Background

We have our staging and production environments hosted on Azure Kubernetes Service (AKS). If you are not familiar with AKS, it’s the managed K8s service provided by Azure.

By default, AKS uses a managed remote Azure Storage for the OS disks of the nodes, whereas if you use ephemeral OS disks, then they are created on the local virtual machine (VM) storage.

Why use ephemeral OS disks?

With ephemeral OS disks, we see lower read/write latency on the disks of AKS nodes as the disks are locally attached to the VM.

You will also get faster cluster operations like scaling or upgrading clusters, cause now the re-imaging and boot times are faster due to the disks being locally attached to the VM.

Also we do not incur any additional storage costs for OS disks with ephemeral OS disks.

These are ideal for stateless applications and workloads, but not suitable for stateful applications as the disks are ephemeral.

What to consider while using ephemeral OS disks?

We can store ephemeral OS disks on VM’s OS cache disk or temporary storage SSD. So the size of the ephemeral OS disk should be less than or equal to the size of the OS cache disk or temporary storage SSD of the VM node size.

Since VM’s OS cache disk and temporary storage SSD are determined by the VM node size, we need to select the right VM node size for our nodes.

For example:

Let’s say our cluster node size is Standard_D2s_v3 for the node pool (nodes of the same configuration are grouped together into node pools. These node pools contain the underlying VMs that runs our applications) as shown above.

Now let’s check the size of the OS cache disk and temporary storage SSD for this node size.

So here, as you can see the temp size is 16GB and OS cache size is 50GB. So our max ephemeral disk size should be less than or equal to 50GB.

The max ephemeral disk size is limited by the node size that we choose.

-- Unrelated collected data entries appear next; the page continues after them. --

PR #51, opened 2017-12-21
Stellar mass function test

evevkovacs:
The last 2 functions in the test could go into a utilities module as they are more generally useful. Here's the link to the last run before the pull request.
[]https://portal.nersc.gov/project/lsst/descqa/v2/?run=2017-12-20_36&test=SMF_PRIMUS

PR #52, opened 2017-12-21
add utils module

yymao:
This PR adds a new ` utils` module into `descqa`. Right now this module includes some functions needed in #38 and #51.


evevkovacs:
Not sure if this is where I am supposed to respond, but I reviewed the code and the functions from the SMF test look ok. I will have to change the calling sequence for get_sky_volume once this is committed.

PR #54, opened 2018-01-04
shear test

patricialarsen:
Shear-Shear correlation function comparison between theory code using pyCAMB and simulation using TreeCorr. This does not yet output a test result or plot and there is some repeated code, but it computes both theory and simulation correlation functions within the DESCQA framework.


yymao:
@patricialarsen thank you for submitting this PR! This is great progress and what needs to be done the next is to migrate the content in your notebook into the DESCQA framework.

Basically you'll need to copy the content in cells `In [11]` and `In [15]` to a python file under the `descqa` directory. And then create a corresponding yaml file under `descqa/configs`. 

Once you are done, you can then try running your test (follow instruction [here](https://github.com/LSSTDESC/descqa/blob/master/CONTRIBUTING.md#how-to-run-descqa)) on NERSC and see your test appear on the web interface! 

Please don't hesitate to contact me if you encounter any issue and/or need more detail instruction.

Thanks again! This is very nice!

descqa/shear_test.py
```diff
@@ -0,0 +1,233 @@
+
+#from __future__ import unicode_literals, absolute_import, division
+import os
+import numpy as np
+from .base import BaseValidationTest, TestResult
+from .plotting import plt
+
+
+import sys
+sys.path.insert(0, '/global/common/software/lsst/common/miniconda/py3-4.2.12/lib/python3.6/site-packages')
```
yymao: remove both lines with `sys.path.insert` (this will be taken care by the framework)

descqa/shear_test.py
```diff
@@ -0,0 +1,233 @@
...
+
+from GCR import GCRQuery
+import GCRCatalogs
+import descqa 
+
+from builtins import str
+import yaml
+import numpy as np
+import healpy as hp
+from descqa.plotting import plt
```
yymao: remove this line as it's already imported above

descqa/shear_test.py
```diff
@@ -0,0 +1,233 @@
...
+
+from descqa import BaseValidationTest, TestResult
```
yymao: remove this line as it's already imported above

descqa/shear_test.py
```diff
@@ -0,0 +1,233 @@
+
+#from __future__ import unicode_literals, absolute_import, division
+import os
+import numpy as np
+from .base import BaseValidationTest, TestResult
```
yymao: reorder all imports --- (1) built-in modules, (2) installed modules, (3) this module (those start with `from .`)

descqa/shear_test.py
```diff
@@ -0,0 +1,233 @@
...
+        
+        data = np.random.rand(10) #do your calculation with catalog_instance
+
+        fig, ax = plt.subplots()
+
+        for ax_this in (ax, self.summary_ax):
+            ax_this.plot(data, label=catalog_name)
+
+        #self.post_process_plot(ax)
+        #fig.savefig(os.path.join(output_dir, 'plot.png'))
```
yymao: uncomment these so it'll save the figure to be viewed on the web interface

yymao:
sorry, I accidentally clicked approve...

descqa/shear_test.py
```diff
@@ -0,0 +1,235 @@
...
+
+import sys
+sys.path.insert(0, '/global/common/software/lsst/common/miniconda/py3-4.2.12/lib/python3.6/site-packages')
+sys.path.insert(0, '/global/common/software/lsst/common/miniconda/py3-4.2.12/bin/python')
+sys.path.insert(0, '..')
+
+
+
+from GCR import GCRQuery
+import GCRCatalogs
```
yymao: remove this line as this will be taken care by the framework

patricialarsen:
Thanks @yymao for the notes - should I be testing this on the forked repository with: 
./run_master.sh -v -c proto-dc2_v2.0_test -t shear 
?

yymao:
@patricialarsen yes. you can run the script in your cloned forked repo. You may want to use `-c protoDC2` for the up-to-date version.

patricialarsen:
@yymao everything is working now, the reason this failed the build is because in the run_master script it uses "/global/common/cori/contrib/lsst/apps/anaconda/py3-envs/DESCQA/bin/python" when the camb and treecorr modules are located in 
"/global/common/software/lsst/common/miniconda/py3-4.2.12/bin/python"

I didn't want to make changes to the run_master script without first confirming with you, but when I swap the python environment it works and uploads the results to the website as expected.

yymao:
@patricialarsen thanks! I'll review the code soon.

The python env in `run_master.sh` in the master branch has been already updated (See
https://github.com/LSSTDESC/descqa/blob/master/run_master.sh#L10)

patricialarsen:
Here's a preview of the test within the framework. It's for one bin around redshift 0.5-0.6 for protoDC2. Just the theory v simulations plots for now (x-axis is separation in arcminutes and y-axis is real-space correlation function), there's still no pass-fail criteria.

https://portal.nersc.gov/project/lsst/descqa/v2/?run=2018-01-05_48&test=shear&catalog=protoDC2

rmandelb:
Hi @patricialarsen - I looked at the test preview and have a few questions:

- Are these the standard xi+/xi- shear correlation functions, or something else?  They are labeled w+ and w- but I think they must be the projected xi+/xi-, e.g. as in equation 32 of http://adsabs.harvard.edu/abs/2015RPPh...78h6901K ?

- What is your vision for how this test will be incorporated eventually?  Right now you've just shows a narrow redshift slice, I gather (maybe for speed when debugging?).  Will you eventually use a few broader bins spanning a range of redshifts?

- I think it might be useful to put vertical lines indicating the min/max scales for which shear-shear measurements are typically carried out (e.g., from KiDS or DES).  We would probably not care too much about discrepancies that are well outside that range of scales.

- The vertical axis/tick labels are too wide so they need some tweaking (esp once you add the axis labels).

patricialarsen:
Hi @rmandelb,

Thanks for your feedback. Yes, these should be xi_plus  and xi_minus. Sorry for the labelling confusion. And thanks for your suggestions on the plot - I'll incorporate those in the next version. 

For the extent of this test, it really depends how much testing we want on the catalogues at this verification stage. I can see it either being an initial validation test to make sure the catalogue is roughly okay (i.e. shears don't have any major bugs), or a test to see if the required levels of accuracy of the shear correlation functions are met.  The current narrow redshift bin is just for testing and as the limits are input parameters in the .yaml file it's straightforward to broaden these or to use multiple bins.  

After I've determined some pass/fail criterion, tidied up the output and fixed the current version conflicts, it would be easy enough to make this incorporate:
- cross-correlations between redshift bins
- a check for shear sign convention mismatch
- consistency with convergence autocorrelations
Longer term we could also update the theory to the WLPipe theory code, once we have the necessary modules in the DESCQA environment. I'm very open to suggestions about what would be useful to incorporate (or what wouldn't be useful) if you have any thoughts on this.

evevkovacs:
@patricialarsen  Thanks very much. I have one small cosmetic comment. It is difficult to distinguish the blue and green colors on the w+/xi+ plots. Perhaps a darker value or a different choice for one of the colors would help.

yymao:
@patricialarsen Just checking in --- what's the current status of this test? Is this ready to be review?

patricialarsen:
Yes, the cosmology ideally should be set to that of the catalog. I can update that assuming there's some way to query each catalog's cosmology? In the meantime since it's currently a rough check I think it's still useful to compare to some realistic cosmology. 

I'll remove commented out code - but will wait until you're done with changes so we don't conflict.

yymao:
I think this PR is ready to be merged. Before merging I'll run the latest version on NERSC again to make sure there's no issue.

patricialarsen:
Example output of current version: 

https://portal.nersc.gov/project/lsst/descqa/v2/?run=2018-02-23_3
(note that default has no jack-knifing)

Note: Check your node size’s OS cache disk and temporary storage SSD size here.

Migration

We already have a node pool with Managed Disks and we want to migrate to Ephemeral OS Disk.

We won’t be able to change the OS disk type of the existing node pool, so we need to create a new node pool with OS disk type as Ephemeral and migrate the existing workloads to this new node pool.

Let’s say the existing node pool is nodepool-1 and we are creating a new node pool with Ephemeral OS Disk as nodepool-new.

The entire migration needs to be done without any downtime.

We are using Terraform to manage our AKS clusters.

• First we need to create the new node pool nodepool-new with OS disk type as Ephemeral OS Disk.

resource "azurerm_kubernetes_cluster_node_pool" "d2s_v3_node_pool_new" {
  name                  = "nodepool-new"
  kubernetes_cluster_id = azurerm_kubernetes_cluster.default.id

  enable_auto_scaling = true

  os_disk_type = "Ephemeral"

  min_count = var.d2s_v3_node_count

  max_count = var.d2s_v3_node_max_count

  vm_size = "Standard_D2s_v3"

  os_sku = "AzureLinux"

  os_disk_size_gb = 50

  vnet_subnet_id = azurerm_subnet.default.id
}

As seen above, to enable ephemeral OS disk, we set os_disk_type to Ephemeral and os_disk_size_gb is set to 50GB which is equal to the size of the OS cache disk of Standard_D2s_v3.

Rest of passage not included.